Citizens are redefining what true attributes of leadership are by demanding that those who shall lead must be all possessing of - competency, character, and capacity. Neither of the three can substitute for the other. The political and technocratic class have no choice but to commit to redeeming our public institutions and the human resources that run them.
The redemption starts with a true commitment to addressing today's egregious cost of governance. Citizens want to see real commitment to addressing cost of governance because it constitutes massive opportunity cost for equitable economic development that benefits the larger number of citizens who are presently excluded from the benefits of economic growth of the last fourteen years of return to democracy. Citizens associate our meagre revenue which pales when compared to our prospective peers known as MINT, with wastes, gross inefficiency and corruption. Currently, we have N1.7tn paid out of salaries, N721bn for debt servicing and other recurrent items which puts our capital expenditure around N1.1tn.

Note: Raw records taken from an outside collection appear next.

PR #1493, opened 2022-07-08
style(console): adjust welcome page style

simeng-li:
## Summary

adjust welcome page style
1. replace the background img
2. set the background img size contain
3. update the position of the content block

image

## Testing

test locally
@logto-io/eng


packages/console/src/pages/Welcome/index.module.scss
```diff
@@ -6,32 +6,28 @@
...
   flex-direction: column;
   min-width: 1280px;
+  min-height: 806px;
 
   &.light {
     background-image: url('../../assets/icons/welcome.svg');
-    background-position: right 0 bottom 40px;
+    background-position: right bottom;
+    background-size: contain;
     background-repeat: no-repeat;
```
gao-sun, line 15: nit: can use a shared wrapper for these three props?

packages/console/src/pages/Welcome/index.module.scss
```diff
@@ -43,12 +39,20 @@
...
   flex: 1;
+  display: flex;
+  flex-direction: column;
+}
+
+.placeHolderTop {
+  flex: 1;
+}
+
+.placeHolderBottom {
```
gao-sun, line 50: use placeholder as one word should be ok

gao-sun (approved):
code looks good to me, confirm with design before merging

packages/console/src/pages/Welcome/index.module.scss
simeng-li: updated

packages/console/src/pages/Welcome/index.module.scss
simeng-li: updated

PR #1496, opened 2022-07-08
fix(console): do not show unsaved alert after delete connector

gao-sun:
## Summary

directly navigate without showing unsaved alert after connector is deleted

## Testing

tested locally, works as expected


xiaoyijun (approved):
LGTM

How then do we expand the economy, build the modern infrastructure if for every N100 that we spend in actual terms, over N80 goes to recurrent items. Those are the issues they wish to engage leadership on resolving.

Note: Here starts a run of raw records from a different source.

PR #1507, opened 2022-07-11
fix(console): should not display unsaved alert on item deleted

xiaoyijun:
## Summary

- fix: replace `useEffect` with `useLayoutEffect` in `UnsavedChangesAlert` for we need to mutate the logic synchronously before we navigate to another page.
- refactor: extract `DeleteForm` into a commonly used `ResourceDeleteConfirmModal` component.
- refactor: replace `DeleteForm` on user-details page with `ConfirmModal`.
- fix: LOG-3609 - do not call `setState` when navigate to another page on `Application` or `ApiResource` deleted (replace `try...finally` block with `try...catch` block).
- feat: support `confirmDisable` and `loading` state in `ConfirmModal`.

## Testing

Tested in the Admin Console.


packages/console/src/pages/ApiResourceDetails/components/DeleteForm/index.tsx
```diff
@@ -13,7 +13,7 @@ import * as styles from './index.module.scss';
 type Props = {
   id: string;
   name: string;
-  onClose: () => void;
+  onClose: (hasDeleted: boolean) => void;
```
simeng-li, line 16: make it optional, default false?

wangsijie (approved):

packages/console/src/pages/ApplicationDetails/index.tsx
```diff
@@ -97,6 +98,23 @@ const ApplicationDetails = () => {
...
+    try {
+      await api.delete(`/api/applications/${data.id}`);
+      setIsDeleted(true);
+      setIsDeleting(false);
+      setIsDeleteFormOpen(false);
+      toast.success(t('application_details.application_deleted', { name: data.name }));
+      navigate(`/applications`);
+    } catch {
+      setIsDeleting(false);
+    }
```
simeng-li, line 115: nit: just an insight. feels like a good place to extract it as a hook or maybe that takes the delete endpoint and a callback URL as props.

simeng-li (commented):
thanks for the efforts. Never get tired of seeing tons of code being removed.

packages/console/src/components/ConfirmModal/index.tsx
```diff
@@ -43,7 +47,13 @@ const ConfirmModal = ({
         footer={
           <>
             <Button type="outline" title={cancelButtonText} onClick={onCancel} />
-            <Button type={confirmButtonType} title={confirmButtonText} onClick={onConfirm} />
+            <Button
+              type={confirmButtonType}
+              title={confirmButtonText}
+              disabled={isConfirmDisabled}
+              isLoading={isLoading}
```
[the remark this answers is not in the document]
xiaoyijun: Just keep the original deletion behavior before refactoring.
The deletion process may fail, and this prop is optional, not a force requirement.

packages/console/src/components/ResourceDeleteConfirmModal/index.tsx
```diff
@@ -0,0 +1,61 @@
...
+      className={styles.content}
+      onCancel={onCancel}
+      onConfirm={onConfirm}
+    >
+      <div className={styles.description}>
+        <Trans components={{ span: <span className={styles.highlight} /> }}>
+          {t(messageTemplate, { name })}
+        </Trans>
+      </div>
+      <TextInput
```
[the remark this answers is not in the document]
xiaoyijun: This logic is used in `Application` and `ApiResource`; other situations can use `ConfirmModal` instead. (e.g., User deletion on user details page).

packages/console/src/pages/ApplicationDetails/index.tsx
xiaoyijun: Maybe good to extract the CRUD operations & states into a hook in the future.
Leave it to LOG-3638.

packages/console/src/pages/ApiResourceDetails/index.tsx
```diff
@@ -18,6 +17,7 @@ import CopyToClipboard from '@/components/CopyToClipboard';
 import DetailsSkeleton from '@/components/DetailsSkeleton';
 import FormField from '@/components/FormField';
 import LinkButton from '@/components/LinkButton';
+import ResourceDeleteConfirmModal from '@/components/ResourceDeleteConfirmModal';
```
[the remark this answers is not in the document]
xiaoyijun: Hard to find a more suitable name.
This component is only used in `Application` and `ApiResource`; they're all 'resources'.

packages/console/src/components/ConfirmModal/index.tsx
```diff
@@ -17,6 +17,8 @@ export type ConfirmModalProps = {
   confirmButtonText?: AdminConsoleKey;
   cancelButtonText?: AdminConsoleKey;
   isOpen: boolean;
+  isConfirmDisabled?: boolean;
```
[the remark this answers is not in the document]
xiaoyijun: Updated

xiaoyijun:
Close for this PR contains too many things.

packages/console/src/components/DeleteConfirmModal/index.tsx
```diff
@@ -0,0 +1,55 @@
...
+
+import ConfirmModal from '@/components/ConfirmModal';
+import TextInput from '@/components/TextInput';
+
+type Props = {
+  isOpen: boolean;
+  isLoading?: boolean;
+  children: ReactNode;
+  expectedInput?: string;
+  inputPlaceholder?: string;
```
simeng-li, line 11: nit: not sure, but do you think wrapping them up into a typed object could be more self-contained? 
e.g.
```
type Captcha = {
 captchaValue: string;
 placeholder: string;
}


{ captcha && <TextInput />}
```

simeng-li (commented):
overall LGTM. please make sure to test well before merging, as we do not have ut in AC.

packages/console/src/components/DeleteConfirmModal/index.tsx
demonzoo: I'm good with both

xiaoyijun: I thought the placeholder could be optional, so it's ok to keep what it is.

Citizens can now better link public resources and results in their outcry for value-for-money and in the exercise of their right to demand for accountability. They know that our power problem all these years is not merely technical- it is the result of governance failure. Our transportation problem is not technical, it is the result of governance failure. Our poor production and productivity in agriculture are not merely technical, they are governance failure. They know that our health and education and over all underperformance in humans development score are not merely technical, they are due to governance failure.
It cost $148bn dollars in todays value to rebuild Europe after the World War II. This is less than half of the funds that was attributed to have been stolen from Nigeria since independence. The expense of such funds transformed the manufacturing, service industry and competitive factors of Europe. It cost $2bn ($349bn in todays value) to rebuild Japan after the nuclear attack. By conservative estimate, our country has earned more than $600billion in the last five decades and yet can only boast of a United Nations Human Development Index score of .4 out of 1 proximate to that of Chad and maternal mortality rate similar to that of Afghanistan! Nothing reveals the depth of our failures than such performance indicators considering the vastly greater possibilities that we have been bestowed.
Above all, and finally, Citizens now seek to fully participate and make demands for democratic accountability- they are not afraid to scrutinise all public institutions and to demand better results of governance.

The unwillingness of any group of political elite to understand this emerging power of the Office of the Citizen can only be a loss to the former and yet another missed opportunity added to our canvass of political tragedies....... But God forbid!